Start of EXTRACTED RECORDS

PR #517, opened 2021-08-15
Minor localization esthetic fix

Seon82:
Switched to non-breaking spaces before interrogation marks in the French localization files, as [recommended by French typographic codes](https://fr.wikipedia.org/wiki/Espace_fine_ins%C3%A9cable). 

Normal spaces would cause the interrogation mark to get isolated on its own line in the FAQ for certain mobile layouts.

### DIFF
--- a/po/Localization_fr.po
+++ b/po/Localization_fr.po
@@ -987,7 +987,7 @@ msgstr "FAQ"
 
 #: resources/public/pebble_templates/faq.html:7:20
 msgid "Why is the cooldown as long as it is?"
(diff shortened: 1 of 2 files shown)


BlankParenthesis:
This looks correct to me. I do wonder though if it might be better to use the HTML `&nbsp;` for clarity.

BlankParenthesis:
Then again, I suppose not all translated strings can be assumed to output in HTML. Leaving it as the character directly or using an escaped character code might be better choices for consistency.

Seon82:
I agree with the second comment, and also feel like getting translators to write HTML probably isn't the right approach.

End of EXTRACTED RECORDS

WHAT THE TASK ASKS: Filter the records down to the lines that contain the string "better", and copy those lines.

THE COMPLETED TASK:
This looks correct to me. I do wonder though if it might be better to use the HTML `&nbsp;` for clarity.
Then again, I suppose not all translated strings can be assumed to output in HTML. Leaving it as the character directly or using an escaped character code might be better choices for consistency.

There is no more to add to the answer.